**Problem details:** In the data below, how many lines contain the string "datetime"? Give only the figure.

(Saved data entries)

PR #380, opened 2018-02-16
Add support to tz_aware=True option

touilleMan:
Currently only tz naive dates are returned by mongomock, this patch allow to return tz aware datetime

### DIFF
--- a/mongomock/helpers.py
+++ b/mongomock/helpers.py
@@ -7,8 +7,8 @@ import warnings
 
 
 try:
-    from bson import (ObjectId, RE_TYPE)
-    from bson.tz_util import utc
+    from bson import (ObjectId, RE_TYPE, tz_util)
+    utc = tz_util.utc
 except ImportError:
     from mongomock.object_id import ObjectId  # noqa
     RE_TYPE = re._pattern_type
--- a/mongomock/helpers.py
+++ b/mongomock/helpers.py
@@ -1,4 +1,4 @@
-from datetime import datetime
+from datetime import datetime, timedelta, tzinfo
 from mongomock import InvalidURI
 import re
 from six.moves.urllib_parse import unquote_plus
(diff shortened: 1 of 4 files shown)


mongomock/helpers.py
```diff
@@ -8,10 +8,34 @@
 
 try:
     from bson import (ObjectId, RE_TYPE)
+    from bson.tz_util import utc
```
vmalloc: This is an anti-pattern. You don't know which of these statements failed with `ImportError`, and the consequences can be unexpected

**The answer:** 3